>>>>

PR #4658, opened 2021-09-22
Podspec: include headers in nested directories

alexey-pelykh:


ios/CocoaPods/Filament.podspec
```diff
@@ -50,12 +50,12 @@ Pod::Spec.new do |spec|
   end
 
   spec.subspec "gltfio_core" do |ss|
-    ss.source_files = "include/gltfio/*.h"
+    ss.source_files = "include/gltfio/**/*.h"
```
romainguy, line 53: gltfio doesn't have nested directories for its public headers

alexey-pelykh: https://github.com/google/filament/blob/main/libs/utils/include/utils/Mutex.h#L23 that looks like include of a nested directory to me

romainguy: That's in `utils`, not `gltfio`.

alexey-pelykh: 🤦‍♂️ sorry, you're right. Let me adjust that

alexey-pelykh: done

romainguy:
Thanks! I'll let @bejado finish the review because he's our iOS expert. I don't see any issues but I'm not familiar with podspecs so… :)

bejado (approved):
Thank you!

PR #4674, opened 2021-09-24
Fix, missing call to setTransparencyMode

bejado:


romainguy (approved):
Ouch good catch. I'm surprised this didn't cause more issues.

<<<<

Activity
Only the lines from the one containing "romainguy, line 53: gltfio" through the end of the entries above should be written out, exactly and in full.

Task result
romainguy, line 53: gltfio doesn't have nested directories for its public headers

alexey-pelykh: https://github.com/google/filament/blob/main/libs/utils/include/utils/Mutex.h#L23 that looks like include of a nested directory to me

romainguy: That's in `utils`, not `gltfio`.

alexey-pelykh: 🤦‍♂️ sorry, you're right. Let me adjust that

alexey-pelykh: done

romainguy:
Thanks! I'll let @bejado finish the review because he's our iOS expert. I don't see any issues but I'm not familiar with podspecs so… :)

bejado (approved):
Thank you!

PR #4674, opened 2021-09-24
Fix, missing call to setTransparencyMode

bejado:


romainguy (approved):
Ouch good catch. I'm surprised this didn't cause more issues.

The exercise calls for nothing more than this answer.